Introduction
Dupuytren’s disease is a condition that leads to the abnormal thickening of the tissue beneath the skin of the palm. As this tissue thickens, it may form firm lumps or tight cords, causing the fingers to bend toward the palm. Over time, the disease can progress and result in contractures, leading to significant loss of hand function. Though the progression of Dupuytren’s disease is generally slow, it can vary greatly from person to person, making it difficult to predict how the condition will advance.
Anatomy
The palm of the hand is composed of ligaments and tendons. Ligaments are tough, fibrous bands that connect bones, while tendons are structures that link muscles to bones, allowing for movement. The tendons in the palm specifically help bend the fingers inward. These ligaments and tendons are covered by a thin layer of connective tissue known as the palmar fascia, which sits directly under the skin and plays a key role in Dupuytren’s disease.
Causes
The exact cause of Dupuytren’s disease remains unknown. However, it is believed to be related to abnormal biochemical activity within the palmar fascia. The disease is more prevalent among individuals of Northern European descent and affects men more frequently than women. Although uncommon in young people, when it does occur at a younger age, it often progresses rapidly and severely. Dupuytren’s disease is also linked to certain lifestyle factors like smoking and alcohol use, as well as medical conditions such as diabetes, thyroid disorders, epilepsy, tuberculosis, and liver disease.
Symptoms
Dupuytren’s disease often develops slowly and may affect both hands, although one hand is typically more impacted than the other.

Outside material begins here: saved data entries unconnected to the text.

PR #299, opened 2024-04-24
Don't use version catalog for project level plugin mgmt

cmathew:
to avoid confusing limitations and issues

rolls back some changes https://github.com/wealthfront/magellan/pull/297/files. Also, adds kotlin-gradle-plugin to buildSrc to ensure we're using the desired Kotlin version. This is especially important for the Compose toolchain

### DIFF
--- a/buildSrc/build.gradle
+++ b/buildSrc/build.gradle
@@ -1,5 +1,5 @@
 plugins {
-  id 'org.jetbrains.kotlin.jvm' version '1.8.21'
+  id 'org.jetbrains.kotlin.jvm' version '1.8.22'
 }
 
 repositories {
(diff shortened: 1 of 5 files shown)


buildSrc/build.gradle
```diff
@@ -10,6 +10,7 @@ repositories {
 
 dependencies {
   implementation 'com.android.tools.build:gradle:8.1.2'
+  implementation 'org.jetbrains.kotlin:kotlin-gradle-plugin:1.8.22'
```
cmathew, line 13: without this, we get many strange errors in Compose compilation. Thanks to https://stackoverflow.com/questions/75995893/jetpack-compose-most-basic-buildsrc-build-error-illegalstateexception-coul

PR #304, opened 2024-10-23
Support removing navigables from LazySetNavigator

gerin98:
Adding support for `LazySetNavigator` to remove navigables
- Can remove a single Navigable
- Can remove multiple Navigables
- Can update the navigator's Navigables which can add and remove Navigables

### DIFF
--- a/magellan-library/src/main/java/com/wealthfront/magellan/navigation/LazySetNavigator.kt
+++ b/magellan-library/src/main/java/com/wealthfront/magellan/navigation/LazySetNavigator.kt
@@ -23,6 +23,9 @@ public open class LazySetNavigator(
   private var ongoingTransition: MagellanTransition? = null
 
   @VisibleForTesting
+  internal var existingNavigables: MutableSet<NavigableCompat> = mutableSetOf()
+
+  @VisibleForTesting
   internal var containerView: ScreenContainer? = null
   private var currentNavigable: NavigableCompat? = null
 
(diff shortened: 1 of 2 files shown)


magellan-library/src/main/java/com/wealthfront/magellan/navigation/LazySetNavigator.kt
```diff
@@ -36,9 +39,39 @@ public open class LazySetNavigator(
...
+    }
+  }
+
+  public fun updateNavigables(navigables: Set<NavigableCompat>, handleCurrentTabRemoval: () -> Unit) {
+    val navigablesToRemove = existingNavigables subtract navigables
+    val navigablesToAdd = navigables subtract existingNavigables
+
+    if (navigablesToRemove.contains(currentNavigable)) {
+      handleCurrentTabRemoval()
+    }
```
gerin98, line 69: There's an edge case to be aware of when removing a Navigable that is currently visible. We need to switch to another navigable before we can remove it because once you call `removeFromLifecycle` on a navigable you can't call `replace` on it anymore. I wrote a test `updateMultipleNavigables_andRemoveCurrentNavigable` describing this case.

magellan-library/src/main/java/com/wealthfront/magellan/navigation/LazySetNavigator.kt
```diff
@@ -36,9 +39,39 @@ public open class LazySetNavigator(
   }
 
   public fun addNavigable(navigable: NavigableCompat) {
+    existingNavigables.add(navigable)
     lifecycleRegistry.attachToLifecycleWithMaxState(navigable, LifecycleLimit.CREATED)
   }
 
+  public fun removeNavigables(navigables: Set<NavigableCompat>) {
+    for (navigable in navigables) {
```
Kritarie, line 47: Is there a risk of `ConcurrentModificationException` if one of the navigables tries to add / remove a navigable in its `onDestroy` ? I don't know enough about `mutableSetOf` to know if it allows concurrent modification

magellan-library/src/main/java/com/wealthfront/magellan/navigation/LazySetNavigator.kt
```diff
@@ -36,9 +41,44 @@ public open class LazySetNavigator(
...
+      removeNavigable(navigable)
+    }
+  }
+
+  @RequiresApi(Build.VERSION_CODES.N)
+  public fun removeNavigable(navigable: NavigableCompat) {
+    existingNavigables.removeIf { it == navigable }
+    if (lifecycleRegistry.children.contains(navigable)) {
+      lifecycleRegistry.removeFromLifecycle(navigable)
```
gerin98, line 59: `removeIf` avoids `ConcurrentModificationException` but requires API level 24

Kritarie (approved):

kyeungk (approved):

Early symptoms include the appearance of a small, tender lump in the palm, which usually loses its tenderness over time. The disease is typically painless, but as it progresses, thickened cords may form beneath the skin, causing the fingers—particularly the ring and little fingers—to bend toward the palm. Over time, individuals may find it difficult to fully straighten their fingers. The progression of symptoms can vary, with some experiencing mild thickening and others facing severe contractures that limit hand function.
Diagnosis
Doctors typically diagnose Dupuytren’s disease through a physical examination. Patients should inform their doctor of any symptoms that limit hand function. During the exam, the physician will feel for thickened tissue or nodules in the palm and assess finger positioning and joint movement. One common test used in diagnosis is the Table Top Test, where patients attempt to place their hand flat on a surface. Difficulty in fully flattening the hand may indicate the presence of finger contractures associated with the disease.
Treatment
Currently, there is no cure for Dupuytren’s disease or a way to halt its progression. However, doctors can monitor the condition and recommend interventions if symptoms worsen. Injections may be used to alleviate early-stage pain caused by lumps. In more advanced cases, where finger flexion interferes with hand function, surgical intervention is often required. An injectable enzyme called Xiaflex, approved by the FDA in 2010, has shown success in dissolving the diseased tissue and improving finger mobility in patients with Dupuytren’s contractures.
Surgery
The primary goal of surgery for Dupuytren’s disease is to restore finger mobility and improve hand function. Several surgical options are available, depending on the severity of the condition. A fasciotomy, which involves cutting the thickened bands of tissue, may be sufficient in some cases. In more severe cases, a fasciectomy, which involves removing the affected palmar fascia, may be necessary. Some patients may also require a skin graft to cover areas where large portions of tissue are removed.
Recovery
After surgery, patients typically engage in rehabilitation with a hand therapist. The therapist will guide them through exercises designed to stretch and strengthen the hand. Additional therapy treatments may be provided to manage swelling and reduce pain. A custom splint may be used to maintain proper hand positioning during recovery. While surgery can restore hand function, Dupuytren’s disease often recurs over time, making long-term monitoring necessary.